PR #2003, opened 2021-12-08
chore(legacy): rename MEMORY_PROTECT flag to PRODUCTION to match core naming

prusnak:
Please review carefully 🙏


docs/common/reproducible-build.md
```diff
@@ -78,4 +78,4 @@ _Note: Fingerprints displayed for T1 at the end of `build-docker.sh` do not matc
 official firmware due to the legacy header._
 
 _Note: T1 firmware built this way won't boot because unsigned firmware needs to be built with
-[`MEMORY_PROTECT=0`](../legacy/index.md#combining-bootloader-and-firmware-with-various-memory_protect-settings-signedunsigned)._
+[`PRODUCTION=0`](../legacy/index.md#combining-bootloader-and-firmware-with-various-memory_protect-settings-signedunsigned)._
```
mmilata, line 81:
```suggestion
[`PRODUCTION=0`](../legacy/index.md#combining-bootloader-and-firmware-with-various-production-settings-signedunsigned)._
```

hiviah (approved):
Checked by disasembly+bindiff also the non-production binaries generated since I use them for debug and they LGTM.

legacy/startup.S
```diff
@@ -20,7 +20,7 @@ memset_reg:
   .type reset_handler, STT_FUNC
 reset_handler:
 
-#if MEMORY_PROTECT
+#if PRODUCTION
```
hiviah, line 23: In future I'd really like to replace this instance of `PRODUCTION` for some other variable. Since it's the most confusing instance. You always want that `#if` block included unless using `PRODUCTION=1` bootloader and unsigned `PRODUCTION=1` firmware.

But I'll put that into another PR. It needs some though about how to do it correctly.

Issue #2011, opened 2021-12-11
Broken links in changelogs


prusnak:
Github stopped redirecting from
e.g. [`https://github.com/trezor/trezor-firmware/issues/1227`](https://github.com/trezor/trezor-firmware/issues/1227)
to
[`https://github.com/trezor/trezor-firmware/pull/1227`](https://github.com/trezor/trezor-firmware/pull/1227)
😢 
(the other direction still works) 

We kind of relied on it in our changelogs as we always used the `/issues/` in our changelog URLs.

What needs to be fixed now:
 
- [ ] fix links in `core/CHANGELOG.md`
- [ ] fix links in `legacy/firmware/CHANGELOG.md`
- [ ] fix links in `python/CHANGELOG.md`
- [ ] update `tools/generate-changelog.py` to generate `/pull/` in the URL instead of `/issues/` when the referenced number is PR and not an issue

The rest of the changelogs do not contain broken links.

Carlosbogo:
Hi, I would like to work on this. Is there anyone doing it already?

prusnak:
@Carlosbogo Not at this moment, please, go ahead!

PR #2013, opened 2021-12-12
Docs: Update links in changelog

Carlosbogo:
Updates the links in the changelogs so that they are not broken anymore due to changes from Github, as mentioned in #2011.


prusnak:
What do you think @matejcik?

It (mis)uses the fact that `/pull/` -> `/issues/` redirect still works on GitHub and IMO that's good enough at least for now.

Carlosbogo:
I actually checked all the files mentioned in #2011 and the only ones that had broken links are the ones I changed. If I missed something please tell me and I'll be glad to help.

prusnak:
> and the only ones that had broken links are the ones I changed.

You missed `python/CHANGELOG.md`, but you are right about the rest that no changes were necessary.

Carlosbogo:
Sorry about that, I just added those changes too. Thanks for pointing it out.

matejcik:
Good enough for now, I suppose. In the future we'll want to do something like, ping `/issues/` and use `/pull/` if it fails

prusnak:
@Carlosbogo thank you for your contribution!

PR #2016, opened 2021-12-14
feat: add Cardano testnet definitions

vladimirvolek:


common/defs/misc/misc.json
```diff
@@ -87,6 +87,22 @@
             "Daedalus": "https://daedaluswallet.io"
         }
     },
+    {
+        "name": "Cardano Testnet",
+        "shortcut": "tADA",
+        "slip44": 1815,
```
prusnak, line 93: Every testnet should use 1 for SLIP44.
○ ○ ○
__Assignment__: Repeat each record above precisely as written.

__Expected answer__:
PR #2003, opened 2021-12-08
chore(legacy): rename MEMORY_PROTECT flag to PRODUCTION to match core naming

prusnak:
Please review carefully 🙏


docs/common/reproducible-build.md
```diff
@@ -78,4 +78,4 @@ _Note: Fingerprints displayed for T1 at the end of `build-docker.sh` do not matc
 official firmware due to the legacy header._
 
 _Note: T1 firmware built this way won't boot because unsigned firmware needs to be built with
-[`MEMORY_PROTECT=0`](../legacy/index.md#combining-bootloader-and-firmware-with-various-memory_protect-settings-signedunsigned)._
+[`PRODUCTION=0`](../legacy/index.md#combining-bootloader-and-firmware-with-various-memory_protect-settings-signedunsigned)._
```
mmilata, line 81:
```suggestion
[`PRODUCTION=0`](../legacy/index.md#combining-bootloader-and-firmware-with-various-production-settings-signedunsigned)._
```

hiviah (approved):
Checked by disasembly+bindiff also the non-production binaries generated since I use them for debug and they LGTM.

legacy/startup.S
```diff
@@ -20,7 +20,7 @@ memset_reg:
   .type reset_handler, STT_FUNC
 reset_handler:
 
-#if MEMORY_PROTECT
+#if PRODUCTION
```
hiviah, line 23: In future I'd really like to replace this instance of `PRODUCTION` for some other variable. Since it's the most confusing instance. You always want that `#if` block included unless using `PRODUCTION=1` bootloader and unsigned `PRODUCTION=1` firmware.

But I'll put that into another PR. It needs some though about how to do it correctly.

Issue #2011, opened 2021-12-11
Broken links in changelogs


prusnak:
Github stopped redirecting from
e.g. [`https://github.com/trezor/trezor-firmware/issues/1227`](https://github.com/trezor/trezor-firmware/issues/1227)
to
[`https://github.com/trezor/trezor-firmware/pull/1227`](https://github.com/trezor/trezor-firmware/pull/1227)
😢 
(the other direction still works) 

We kind of relied on it in our changelogs as we always used the `/issues/` in our changelog URLs.

What needs to be fixed now:
 
- [ ] fix links in `core/CHANGELOG.md`
- [ ] fix links in `legacy/firmware/CHANGELOG.md`
- [ ] fix links in `python/CHANGELOG.md`
- [ ] update `tools/generate-changelog.py` to generate `/pull/` in the URL instead of `/issues/` when the referenced number is PR and not an issue

The rest of the changelogs do not contain broken links.

Carlosbogo:
Hi, I would like to work on this. Is there anyone doing it already?

prusnak:
@Carlosbogo Not at this moment, please, go ahead!

PR #2013, opened 2021-12-12
Docs: Update links in changelog

Carlosbogo:
Updates the links in the changelogs so that they are not broken anymore due to changes from Github, as mentioned in #2011.


prusnak:
What do you think @matejcik?

It (mis)uses the fact that `/pull/` -> `/issues/` redirect still works on GitHub and IMO that's good enough at least for now.

Carlosbogo:
I actually checked all the files mentioned in #2011 and the only ones that had broken links are the ones I changed. If I missed something please tell me and I'll be glad to help.

prusnak:
> and the only ones that had broken links are the ones I changed.

You missed `python/CHANGELOG.md`, but you are right about the rest that no changes were necessary.

Carlosbogo:
Sorry about that, I just added those changes too. Thanks for pointing it out.

matejcik:
Good enough for now, I suppose. In the future we'll want to do something like, ping `/issues/` and use `/pull/` if it fails

prusnak:
@Carlosbogo thank you for your contribution!

PR #2016, opened 2021-12-14
feat: add Cardano testnet definitions

vladimirvolek:


common/defs/misc/misc.json
```diff
@@ -87,6 +87,22 @@
             "Daedalus": "https://daedaluswallet.io"
         }
     },
+    {
+        "name": "Cardano Testnet",
+        "shortcut": "tADA",
+        "slip44": 1815,
```
prusnak, line 93: Every testnet should use 1 for SLIP44.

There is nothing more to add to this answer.